# Good news for UK Travel to Cyprus.



## Shotokan101 (Mar 29, 2019)

Cyprus to allow vaccinated UK tourists from May 1


They will be allowed into the country without a negative Covid test or needing to quarantine




www.standard.co.uk


----------



## Veronica (Apr 5, 2008)

Shotokan101 said:


> Cyprus to allow vaccinated UK tourists from May 1
> 
> 
> They will be allowed into the country without a negative Covid test or needing to quarantine
> ...


I can see the future being very much a case of being able to go abroad, go to theatres and many other things as long as you have a vaccination certificate. This means that those who refuse the vaccine will be restricted to what they are able to do. Maybe it will make them think twice before refusing it. Not sure though where that leaves people who because they have an illness which might be negatively affected by the vaccine are unable to have it.


----------



## David_&_Letitia (Jul 8, 2012)

Letitia and I are fully supportive of the inoculation programme and will readily have our jabs when they’re due which, in Cyprus, may not be for 2-3 months. In addition, I hope that all our children and grandchildren in the UK will be vaccinated as soon as possible. However, I have many reservations about any introduction of a positive discrimination against those who cannot or will not have the vaccine via some sort of ‘Covid Passport’. 
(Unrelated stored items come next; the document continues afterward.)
Issue #144, opened 2023-05-22
`steps` have their source code as metadata 


OwenPriceSkelly:
_As an intrepid user/colleague of garden users, I might find the source code of pipeline steps itself to be insightful/useful. Steps should have a metadata field containing the plain text snippet of their source code._

This could be a first step toward an eventual version-robust solution to #134 (and #132, probably) but is still valuable in the meantime.

# Assumptions:
1. wrapping something from `dill.source` module is probably the best bet
2. should be tested against steps defined in .py files, repl session, jupyter notebooks etc 

# Acceptance Criteria
Given..., when..., then...

OwenPriceSkelly:
closed by #147

Issue #132, opened 2023-05-12
Feature request: Create/register a pipeline without making a separate text file. (Better notebook support)


WillEngler:
I was playing around with Ryan Jacobs's [MAST-ML notebook](https://colab.research.google.com/github/uw-cmg/MAST-ML/blob/master/examples/MASTML_Tutorial_7_ModelPredictions_with_CalibratedErrorBars_HostModelonFoundry.ipynb#scrollTo=TgecfqyYtVxF). At the end it shows you how to upload the models you've just trained to Foundry.

Garden's current pipeline registration approach assumes you are writing your pipeline in a separate Python file. This makes it awkward to develop a pipeline completely from within a notebook. Yes you can open a text editor in most notebook environments, but it's awkward that you can't make and test your steps inside of cells.

I don't think this is a must-have for V1, but it's useful to have in mind if/when we re-evaluate how we register functions on Globus Compute.

# Acceptance Criteria
Given I've created Garden "Step" functions inside a Jupyter notebook, I can use the Garden SDK to bundle them into a Pipeline and register the pipeline.

PR #147, opened 2023-05-27
144 steps copy source code

OwenPriceSkelly:
Completes #144 

## Overview

This adds a `source` field to steps, containing the snippet of source code users wrote defining the underlying function. This means that builtins and some other functions can't be used as steps, but they can still be easily used within steps, even if they're only one line. Also, we apparently already made it impossible to use builtins because they wouldn't have had annotations we could use -- I couldn't come up with any steps that would be invalid now but valid before this, anyway. 

```python
# also works as expected if this is in a notebook cell
@step
def preprocessing(input_data: pd.DataFrame) -> pd.DataFrame:
    """doing some preprocessing"""
    smiles = input_data["smiles"]
    return smiles
    
assert preprocessing.source == '@step\ndef preprocessing(input_data: pd.DataFrame) -> pd.DataFrame:\n    """doing some preprocessing"""\n    smiles = input_data["smiles"]\n    return smiles\n'
```

## Discussion

This isn't likely to add a ton of immediate value (this _could_ be useful for #132, depending on how we want to go about that), but regardless I think carrying a copy of the source code is a good-metadata-practice and I'd be surprised if we don't find ways to use it in the future, e.g. on the frontend I think it'll be nice eventually to be able to view the contents of steps. At the very least, if you're the sort of scientist to develop an otherwise lovely pipeline entirely in some `Untitled14.ipynb`, we're keeping a copy of the code you wrote safe somewhere you can't lose it. 

That being said, the `step.source` should not be treated as a source of truth -- there are many weird pathological edge cases that I don't _think_ we need to worry about, but make me nervous anyway. 

For example, if you (1) defined that `preprocessing` function in a plain python module (but not as a step); (2) imported it into a REPL/notebook; and then (3) edited the source file to read:
```python
# pipeline.py
def preprocessing(input_data: pd.DataFrame) -> pd.DataFrame:
    """doing some preprocessing"""
    frowns = input_data["frowns"]  # 😈
    return frowns
```
... and _then_ you constructed the step like: 
```python
# Untitled14.ipynb
my_step = Step(func=preprocessing)
```
You would have a step whose `func` is the code object corresponding to the original function, but whose `source` is the edited text which it only grabbed from the source file when it was asked to. 

I think I can still sleep at night, but only because I couldn't contrive an example that  used the `@step` decorator -- which makes sense, because you can only use the decorator syntax if you're defining the step at the same time you're defining the function itself. 

## Testing

I added a quick unit test and also sanity-checked in a couple notebooks, using steps defined in-notebook and imported from other modules

## Documentation

I updated the `Step` docstring and checked that it looked ok when I ran `mkdocs serve`, but reviewers could check the readthedocs PR build, too.

----
:books: Documentation preview :books:: https://garden-ai--147.org.readthedocs.build/en/147/

### DIFF
--- a/garden_ai/steps.py
+++ b/garden_ai/steps.py
@@ -8,7 +8,7 @@ from functools import update_wrapper, wraps
 from inspect import Parameter, Signature, signature
 from typing import Any, Callable, Dict, List, Optional
 
-from pydantic import Field, ValidationError, validator
+from pydantic import Field, validator
 from pydantic.dataclasses import dataclass
 from typing_extensions import get_type_hints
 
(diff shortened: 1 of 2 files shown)


WillEngler (approved):
I appreciate the thorough discussion and context. I think this is a cool example of exploring a topic/concept and getting some working code out of it. Even if a frontend to display the source code isn't ready right away this is a good way to encode some discovery.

We have all given up many freedoms we originally took for granted - all for ‘the greater good.’ Here in Cyprus, for example, we cannot venture out of our homes between 9pm and 5am due to a curfew. With all hospitality closed, we must now surely ask ‘Why?’ We cannot leave our homes during the remaining hours unless we seek and obtain permission from the government via an SMS and then only twice a day - all because the Health Minister has decreed that no-one should need to go out any more than which has been authorised! All workers are currently required to have a mandatory weekly Covid test with severe fines for transgressors. This is despite EU regulations which prohibit mandatory medical procedures which, I believe, includes having a cotton bud shoved up your nose!

Where on earth would a policy of vaccine passports end? Today - required for travel. Tomorrow- required to go to the Mall or out for a meal?


----------



## Shotokan101 (Mar 29, 2019)

David_&_Letitia said:


> Letitia and I are fully supportive of the inoculation programme and will readily have our jabs when they’re due which, in Cyprus, may not be for 2-3 months. In addition, I hope that all our children and grandchildren in the UK will be vaccinated as soon as possible. However, I have many reservations about any introduction of a positive discrimination against those who cannot or will not have the vaccine via some sort of ‘Covid Passport’.
> 
> We have all given up many freedoms we originally took for granted - all for ‘the greater good.’ Here in Cyprus, for example, we cannot venture out of our homes between 9pm and 5am due to a curfew. With all hospitality closed, we must now surely ask ‘Why?’ We cannot leave our homes during the remaining hours unless we seek and obtain permission from the government via an SMS and then only twice a day - all because the Health Minister has decreed that no-one should need to go out any more than which has been authorised! All workers are currently required to have a mandatory weekly Covid test with severe fines for transgressors. This is despite EU regulations which prohibit mandatory medical procedures which, I believe, includes having a cotton bud shoved up your nose!
> 
> Where on earth would a policy of vaccine passports end? Today - required for travel. Tomorrow- required to go to the Mall or out for a meal?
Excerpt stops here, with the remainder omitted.